フランシスコ教皇と南北首脳会談

 

 先月4月27日(金)に板門店で開催された韓国の文在寅大統領と北朝鮮の金正恩朝鮮労働党委員長による南北首脳会談は日本でも大きく報道されたましたが、懐疑的、批判的なものが多かったように思います。日本の報道と違って、韓国はもちろん、欧米でもこの会談を歴史的で画期的な出来事として評価していました。

 

 バチカン放送もフランシスコ教皇の深い関心と期待を伝えていました。その中で、25日のバチカンでの正午の祈りで、教皇は平和を熱望する朝鮮半島の人々に、ご自身の祈りと、カトリック教会全体の精神的一致を約束されました。そして、「人々の出会いと友好を目指し、より良い未来を築くあらゆる有益で誠実な取り組みを支え励まし、」広場に集まった信者と共に『主の祈り』を唱えられ、「韓国と北朝鮮による南北首脳会談の前向きな成果を、祈りをもって見守りたい」と述べられました。
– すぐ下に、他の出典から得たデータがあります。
PR #1014, opened 2022-10-01
Add NetworkInterface resource

Bastian-Krause:
**Description**
Until now only USB network interfaces are supported. The NetworkInterface class already exists, but there is no corresponding
resource export.

Change that by adding such a resource export and document the new NetworkInterface resource. Also mention that a RemoteNetworkInterface can either be a remote USBNetworkInterface or a NetworkInterface.

Now allow binding of the NetworkInterfaceDriver against it.

Note: Only tested on REPL by instantiating a NetworkInterface resource and binding a NetworkInterfaceDriver against it

**Checklist**
- [ ] Tests for the feature 
- [x] PR has been tested (by @nick-potenski, see below)

### DIFF
--- a/doc/configuration.rst
+++ b/doc/configuration.rst
@@ -663,6 +663,19 @@ Arguments:
 Used by:
   - `DFUDriver`_
 
+NetworkInterface
+~~~~~~~~~~~~~~~~
+A NetworkInterface resource describes a network adapter (such as Ethernet or
+WiFi)
+
+.. code-block:: yaml
+
+   NetworkInterface:
+     ifname: eth0
+
+Arguments:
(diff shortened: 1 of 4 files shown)


nick-potenski:
I think the `NetworkInterface` class needs the `@target_factory.reg_resource` decorator, perhaps?  That seems to get things working on my end.

Bastian-Krause:
@nick-potenski Ah right, thanks for testing this :)

Force-pushed:
- register NetworkInterface with factory

nick-potenski:
@Bastian-Krause  - the update works for all my needs.  Let me know if there is anything else I can do to help here.

jluebbe (approved):

PR #1018, opened 2022-10-20
Fix ResourceWarnings

Bastian-Krause:
**Description**
Collection of fixes for various ResourceWarnings:
- unclosed files
- unclosed sockets
- unclosed pipes

Found by running labgrid-client and labgrid's pytest plugin in [Python Development Mode](https://docs.python.org/3/library/devmode.html) during day-to-day use as well as the test suite:
```
python3 -X dev -X tracemalloc=50 -m pytest
```

Test suite warnings are down from 90 warnings to 15. Only labgrid module code was touched, warnings in test code were ignored.

**Checklist**
- [.] PR has been tested (not all changes were manually tested)

### DIFF
--- a/labgrid/driver/qemudriver.py
+++ b/labgrid/driver/qemudriver.py
@@ -183,6 +183,11 @@ class QEMUDriver(ConsoleExpectMixin, Driver, PowerProtocol, ConsoleProtocol):
     def on_deactivate(self):
         if self.status:
             self.off()
+        if self._clientsocket:
+            self._clientsocket.close()
+            self._clientsocket = None
+        self._socket.close()
+        self._socket = None
         shutil.rmtree(self._tempdir)
 
     @step()
--- a/labgrid/driver/qemudriver.py
+++ b/labgrid/driver/qemudriver.py
@@ -87,10 +87,10 @@ class QEMUDriver(ConsoleExpectMixin, Driver, PowerProtocol, ConsoleProtocol):
             return
         self._child.terminate()
         try:
-            self._child.wait(1.0)
+            self._child.communicate(timeout=1)
         except subprocess.TimeoutExpired:
             self._child.kill()
-            self._child.wait(1.0)
+            self._child.communicate(timeout=1)
 
     def on_activate(self):
         self._tempdir = tempfile.mkdtemp(prefix="labgrid-qemu-tmp-")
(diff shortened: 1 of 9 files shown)


labgrid/util/ssh.py
```diff
@@ -472,9 +476,7 @@ def _stop_keepalive(self):
             self._keepalive.communicate(timeout=60)
         except subprocess.TimeoutExpired:
             self._keepalive.kill()
-
-        try:
-            self._keepalive.wait(timeout=60)
+            self._keepalive.communicate()
```
jluebbe, line 479: Is dropping the timeout here intentional?

labgrid/driver/qemudriver.py
```diff
@@ -183,6 +183,9 @@ def on_activate(self):
     def on_deactivate(self):
         if self.status:
             self.off()
+        if self._clientsocket:
+            self._clientsocket.close()
+        self._socket.close()
```
jluebbe, line 188: We should set them to `None` after closing, to match the initial state.

jluebbe (changes requested):
I find the `communicate()` calls a bit confusing at the points where the process is no longer expected to be running, but it seems simpler than the alternatives.

labgrid/util/ssh.py
Bastian-Krause: Yes, I expect the process that received SIGKILL to terminate soon, so we don't need a timeout.

labgrid/driver/qemudriver.py
Bastian-Krause: Agreed.

Bastian-Krause: Done.

Bastian-Krause:
> I find the `communicate()` calls a bit confusing at the points where the process is no longer expected to be running, but it seems simpler than the alternatives.

I agree.

Rebased, set QEMUDriver's sockets to `None` on deactivate.

labgrid/util/ssh.py
jluebbe: Still, it should not wait forever if something goes wrong.

Bastian-Krause: Okay, re-added `timeout=60`.

jluebbe (approved):

PR #1019, opened 2022-10-20
Make sure PyYAML 6 can be used

bgermann:
PyYAML 6.0's changelog says:
"always require `Loader` arg to `yaml.load()"

Use the safe_load() function instead.

Link: https://github.com/yaml/pyyaml/releases/tag/6.0
Signed-off-by: Bastian Germann <bastiangermann@fishpost.de>

- [ ] PR has been tested


Bastian-Krause:
This does not look right. Have a look at the yaml import:
```python
from ..util import atomic_replace, yaml
```
Our load function already uses the `yaml.SafeLoader`.

bgermann:
Never mind.

PR #1024, opened 2022-10-26
driver/power/netio_kshell: pexpect.spawn() telnet rather than deprecated telnetlib

Bastian-Krause:
**Description**
telnetlib is deprecated since Python 3.11 [1] and will be removed in Python 3.13 [2]. Use pexpect.spawn() with telnet instead. This requires matching more explicit strings and matches here and there.

While at it, send line separators as expected by NetIO devices [3].

Note: I have no NetIO devices available, so I tested the functions with increased timeout against a listening netcat pasting the expected answers [3] manually.

[1] https://docs.python.org/3/library/telnetlib.html
[2] https://peps.python.org/pep-0594/#deprecated-modules
[3] https://www.netio-products.com/files/NETIO-M2M-API-Protocol-Telnet.pdf

**Checklist**
- [x] PR has been tested (see above)

### DIFF
--- a/labgrid/driver/power/netio_kshell.py
+++ b/labgrid/driver/power/netio_kshell.py
@@ -1,7 +1,8 @@
 """ tested with NETIO 4C, should be compatible with all NETIO 4-models """
 
 import re
-import telnetlib
+
+import pexpect
 
 PORT = 1234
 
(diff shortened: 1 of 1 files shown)


labgrid/driver/power/netio_kshell.py
```diff
@@ -1,37 +1,46 @@
...
-    tn = telnetlib.Telnet(host, port, 1)
-    tn.read_until(b"\r\n", 0.5)
-    tn.write(b"login admin admin\n")
-    tn.read_until(b"250 OK\r\n", 0.5)
-    tn.write(f"port {index} {value}\n".encode())
-    tn.read_until(b"250 OK\r\n", 0.5)
-    tn.write(b"quit\n")
-    tn.close()
+
+    with pexpect.spawn(f"telnet {host} {port}", timeout=1) as tn:
```
jluebbe, line 14: This timeout now applies to any `expect()` call, instead of only the connection creation.

labgrid/driver/power/netio_kshell.py
```diff
@@ -1,37 +1,46 @@
...
+        tn.expect(b"100 HELLO .*\r\n")
```
jluebbe, line 15: This wasn't in the old version. Where did you find it?

jluebbe (changes requested):

labgrid/driver/power/netio_kshell.py
Bastian-Krause: Correct, that's intentional. Prior to this, all calls had their own timeout. I think it's more readable this way.

labgrid/driver/power/netio_kshell.py
Bastian-Krause: In the manual linked above. If that does not apply to all versions, we need something else. As I don't have a NetIO device, I have no idea what to use else.

jluebbe (approved):

PR #1798, opened 2026-01-14
doc/man/pytest: fix inline interpreted text without a role

Bastian-Krause:
**Description**
sphinx became stricter when handling interpreted text without a role, e.g. "`foo`" since [1], see [2]. This results in errors such as:

```
  sphinx.errors.SphinxError: cannot determine default role!
```

In the past, heuristics were used to determine how to format the text (inline code, italic, ..).

Fix another occurrence that should have been marked as inline code instead.

[1] https://github.com/sphinx-doc/sphinx/commit/114093cff01562a6a50f8c88b59c7b2fed52a39a
[2] https://github.com/sphinx-doc/sphinx/issues/13904

**Checklist**
- [ ] Tests for the feature 

- [ ] PR has been tested

See also #1755

### DIFF
--- a/doc/man/pytest.rst
+++ b/doc/man/pytest.rst
@@ -15,7 +15,7 @@ SYNOPSIS
 DESCRIPTION
 -----------
 Labgrid ships a pytest plugin to integrate with the pytest infrastructure. It is
-activated if the `--lg-env` parameter is supplied to the pytest command.
+activated if the ``--lg-env`` parameter is supplied to the pytest command.
 
 The labgrid plugin parses the supplied configuration yaml file as described in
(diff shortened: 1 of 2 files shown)


MarekSzczypinski:
For the `default_role` fix we could just add such entry to the `conf.py` file. The problem is just which setting to use: `any`, `code`, something else? 

Another approach is just to pin the Sphinx version ("Sphinx>=2.0.0,<9.0.0") which also pulls in "docutils<0.22" and thus prevents forcing the `default_role` and rendering man pages differently. This way we have working builds in versions 3.9 through to 3.10. After dependency on python 3.9 and 3.10 will be dropped from project we can "unpin" the Sphinx version.

Emantor (approved):

PR #1808, opened 2026-01-27
labgrid-raw-interface: Add permissions

JoshuaWatt:
Adds support for the helper.yaml file to specify which subcommands users are allowed to execute using labgrid-raw-interface. Denied commands will fail with an error.

The RawNetworkInterfaceDriver is updated to query if the `ip` command is allowed before attemping to bring the interface up and down on activate/deactivate. This prevents it from erroring out if this behavior is not allowed

**Description**

**Checklist**
- [ ] Tests for the feature 

- [x] PR has been tested

### DIFF
--- a/helpers/labgrid-raw-interface
+++ b/helpers/labgrid-raw-interface
@@ -11,19 +11,27 @@ import argparse
 import os
 import string
 import sys
+import json
 
 import yaml
 
+DENYLIST_FILE = "/etc/labgrid/helpers.yaml"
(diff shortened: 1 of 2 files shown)


Bastian-Krause:
Looks okay to me. Do we really need to check the allowed commands in the driver? I think I would drop that and just let it fail if the permissions do not match.

Bastian-Krause:
@JoshuaWatt Would that be okay for you?

PR #1812, opened 2026-02-02
fix: quoting of QEMU driver boot args

flxzt:
**Description**
This fixes the issue that boot arguments were passed unquoted to QEMU.

- [x] PR has been tested

### DIFF
--- a/labgrid/driver/qemudriver.py
+++ b/labgrid/driver/qemudriver.py
@@ -225,7 +225,7 @@ class QEMUDriver(ConsoleExpectMixin, Driver, PowerProtocol, ConsoleProtocol):
             boot_args.append(self.boot_args)
         if self.kernel is not None and boot_args:
             cmd.append("-append")
-            cmd.append(" ".join(boot_args))
+            cmd.append("\'" + " ".join(boot_args) + "\'")
 
         return cmd
 
--- a/labgrid/driver/qemudriver.py
+++ b/labgrid/driver/qemudriver.py
@@ -225,7 +225,7 @@ class QEMUDriver(ConsoleExpectMixin, Driver, PowerProtocol, ConsoleProtocol):
             boot_args.append(self.boot_args)
         if self.kernel is not None and boot_args:
             cmd.append("-append")
-            cmd.append("\'" + " ".join(boot_args) + "\'")
+            cmd.append(shlex.quote(" ".join(boot_args)))
 
         return cmd
 


labgrid/driver/qemudriver.py
```diff
@@ -225,7 +225,7 @@ def get_qemu_base_args(self):
             boot_args.append(self.boot_args)
         if self.kernel is not None and boot_args:
             cmd.append("-append")
-            cmd.append(" ".join(boot_args))
+            cmd.append("\'" + " ".join(boot_args) + "\'")
```
Emantor: This should probably use `shlex.quote()`

Emantor (changes requested):

labgrid/driver/qemudriver.py
flxzt: fixed!

Emantor (approved):

Bastian-Krause:
@flxzt What problem does this PR fix at your end? Are you using `get_qemu_base_args()` externally? If so, how?

The QEMUDriver passes the argument list to `subprocess.Popen()` (in `on()`), there is no shell involved. Meaning, this PR introduces a regression:
```python
subprocess.Popen([
    '/usr/bin/qemu-system-x86_64',
    '-kernel', linuximage',
    '-drive', 'if=virtio,format=raw,file=root.ext2',
    '-accel',
    'kvm',
    '-smp', '2',
    '-rtc', 'base=2000-01-01',
    '-machine', 'pc',
    '-cpu', 'host',
    '-m', '1G',
    '-nographic',
    '-append', "'root=/dev/vda rootwait console=ttyS0,115200 rw console=ttyS0,115200 loglevel=5 systemd.log_level=warning systemd.show_status=auto'",
    '-S',
    '-qmp', 'stdio',
    '-chardev', 'socket,id=serialsocket,path=/tmp/labgrid-qemu-tmp-qbqgve19/serialrw',
    '-serial', 'chardev:serialsocket'
], stdin=subprocess.PIPE, stdout=subprocess.PIPE)
```

The unexpected quoted argument is not processed correctly. This results in Kernel panics due to the missing parameters.

Emantor:
@Bastian-Krause Let us revert this change for now on master, we can still discuss with an unbroken master. See #1876 and merge it if you agree.

flxzt:
I have to check what was the original issue for which this fix provided a solution - I'll get back to you.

また、4月30日の昼に祈りでは、教皇は、この会談において、「朝鮮半島の非核化のための誠実な対話実現に向け、双方の指導者が負った責任を勇気あるもの」と述べられ、「平和と兄弟愛に満ちた未来への希望が失望させられることがないよう、この協力が続けられ、朝鮮半島の愛する人々と全世界に善の実がもたらされるように」と祈られた。

 

 フランシスコ教皇は、2014年に教皇として25年ぶりに韓国を訪れ、南北の和解を呼びかけられましたが、実はこの年の12月17日に、アメリカのオバマ大統領とキューバのラウル・カストロ国家評議会議長は国交正常化交渉の開始を電撃発表し、数か月以内に大使館を開設し、銀行や通商関係の正常化を話し合うことでも合意しています。その時、教皇が両首脳に送った手紙が問題解決に決定的に寄与したと言われています。

 

 こういう背景の中で、カトリック信者である文在寅氏は選挙中から、北朝鮮に対して、「太陽政策の継承と発展」を公約として掲げて昨年2017年5月9日大統領に当選しましたが、同月23日には教皇に対し、南北首脳会談の仲裁を要請しています。フランシスコ教皇は当時バチカンに戻る飛行機で記者らに対し、「北朝鮮の問題は核兵器による大量破壊の懸念まで強まった」とし「この問題は外交的解決法と交渉を通じて解決するべきであり、世界には多くの協力者がいる」と述べられています。(韓国・中央日報社)

 

 今、教会は主の復活節を祝い、まもなく聖霊降臨祭を迎えます。弟子たちが人々を恐れて部屋に閉じこもっていた時、復活された主は彼らの真ん中に現れ「あなたたちに平和があるように」と福音のメッセージを伝えられました。フランシスコ教皇も南北両首脳の勇気ある決断をたたえ、「朝鮮半島の愛する人々と全世界に善の実がもたらされるように」と祈られました。聖パウロはガラテヤ書で、「御霊の実は、愛、喜び、平安、寛容、親切、善意、誠実、柔和、自制です。このようなものを禁ずる律法はありません。」と言っています。(5:22-23)聖母月に入ったこの5月、新たな心で聖霊降臨の恵みが与えられるように聖母と共に祈りましょう。